Monitoring of RAS mutant clones in plasma of patients with RAS mutant metastatic colorectal cancer

Abstract

Circulating tumor DNA; Liquid biopsy; Metastatic colorectal cancer

ADN tumoral circulante; Biopsia liquida; Cáncer colorrectal metastásico

ADN tumoral circulant; Biòpsia líquida; Càncer colorectal metastàtic

Purpose Some patients with histologically confirmed primary mCRC and mutated RAS reported undetectable RAS mutant clones in plasma after receiving anti-VEGF treatment. The aim was to prospectively assess it with its potential therapeutic implications. Methods RAS mutant genes in solid biopsy (before first-line treatment: FOLFOX/CAPOX + bevacizumab) were compared in liquid biopsy (before second-line treatment: panitumumab + FOLFIRI), using Idylla™ system. Discordant results between solid/liquid biopsies were assessed by the next-generation sequencing (NGS) test (solid/liquid biopsies).

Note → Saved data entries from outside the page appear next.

PR #386, opened 2022-08-16
chore: upgrade to latest design system package

haakemon:
## Description
- new version is published on npm feed instead of github, so we no longer need to set up a PAT


olemartinorg (approved):
Fantastic! :tada:

PR #387, opened 2022-08-16
chore: attempt to skip SonarCloud run on external PR's

haakemon:
## Description
Currently, fork PR's still try to run SonarCloud scan, which will not work since they will not have access to the required secret. This should skip it for external PRs.


olemartinorg (approved):
Hope it works! :+1:

Issue #322, opened 2022-07-05
Delete-row-button should be moved out of the group and into the table.


Febakke:
### Description

Today our delete button is inside each element in the repeating group. We should move it out of the group and place it next to the edit button.

## Sketches
![Skjermbilde 2022-07-05 kl  14 49 37](https://user-images.githubusercontent.com/33222679/177331477-42f6ef5c-61c7-4295-b783-770ab6f14cf4.png)
![Skjermbilde 2022-07-05 kl  14 50 17](https://user-images.githubusercontent.com/33222679/177331597-a9314dc5-b75c-4c9e-9e92-e5c07ec05a3a.png)

[Figma link](https://www.figma.com/file/wnBveAG2ikUspFsQwM3GNE/Altinn-Studio-Apps?node-id=13550%3A9415)

## Acceptance criterea
- [ ] the edit and delete buttons should show as icons only when screen is smaller than 768. 
- [ ] The button is moved outside of the group

lorang92:
@Magnusrm functionality tested ok. I see that our icons in the table header cells 
![image](https://user-images.githubusercontent.com/10416981/187204429-c19babe5-a119-497c-83c8-1452d352fc41.png)
 does not have aria-labels 
![image](https://user-images.githubusercontent.com/10416981/187204279-9dc87dd8-971b-4006-8cc5-c555ba97a002.png)

I guess this should be added before we close this issue.

Magnusrm:
Thanks! I will add the aria-labels then 👍

PR #400, opened 2022-08-22
Move delete-row button from edit-group into table

Magnusrm:
## Description
Move delete-functionality from RepeatingGroupsEditContainer to RepeatingGroupTable.
Move delete button besides edit button in the table.
Add styling for the edit and delete buttons for mobileview.

## Related Issue(s)
- #322 

## Verification
- [x] All tests run green

## Documentation


src/altinn-app-frontend/src/features/form/containers/RepeatingGroupsTable.test.tsx
```diff
@@ -14,21 +17,25 @@ import type { ILayoutState } from 'src/features/form/layout/formLayoutSlice';
...
-  let mockRepeatingGroupDeepCopyComponents: Array<
-    Array<ILayoutComponent | ILayoutGroup>
-  >;
+import type { ILanguage } from 'altinn-shared/types';
+
+const user = userEvent.setup();
 
+let mockContainer: ILayoutGroup;
+let mockLanguage: ILanguage;
+let mockTextResources: ITextResource[];
```
lorang92, line 26: I know you probably just continued on existing code here, but is there really a need to declare these variables before each run? I'm assuming they never actually change.

Could we not just declare them as const and remove the `beforeEach` all together? :)

src/altinn-app-frontend/src/features/form/containers/RepeatingGroupsTable.test.tsx
```diff
@@ -127,28 +145,99 @@ describe('RepeatingGroupTable', () => {
...
+
+    it('should render edit and delete buttons as icons for screens smaller thnn 786px', () => {
+      const onClickRemove = jest.fn();
+      render({ onClickRemove: onClickRemove });
+
+      const iconButtonsDelete = screen.getAllByTestId(/delete-button/i);
+      const iconButtonsEdit = screen.getAllByTestId(/edit-button/i);
+
+      expect(iconButtonsDelete).toHaveLength(4);
+      expect(iconButtonsDelete[0]).toContainHTML(
```
lorang92, line 207: What are we really interested in testing with these `toContainHTML` tests? Seems like they are almost like snapshot tests to me. Prone to breaking if we change some css classes for instance.

If you don't have a good reason for testing this I suggest just removing them.

lorang92 (changes requested):
Great stuff! 

Some minor comments 🦖

src/altinn-app-frontend/src/features/form/containers/RepeatingGroupsTable.test.tsx
Magnusrm: I wanted to test that the buttons were rendered with only the icon and no text for the mobile view. I guess a other way of doing it could be to query for elements with the button texts and assert the result to null? The main reason i added this test was for code coverage for the SonarQube gods.

lorang92: Yeah, a negative query with the button text sounds better 👍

Results Twenty-three patients were assessed (seven had RAS mutant discrepancies between solid/liquid biopsies). The NGS test confirmed that 3/23 (13%) patients had undetectable RAS mutant clones in liquid biopsy and 3/23 (13%) presented discrepancies in solid biopsy (Idylla™ system vs. NGS test). Conclusion Thirteen percentage of patients had undetectable RAS mutant clones in liquid biopsy after first-line treatment. However, some discrepancies between solid and liquid biopsies have been observed. These results suggest a need to improve accuracy of RAS analyses, especially in solid biopsies.

This work was supported by Amgen S.A. Amgen did not have any role in study design; collection, analysis, and interpretation of data; writing the report; and the decision to submit the report for publication.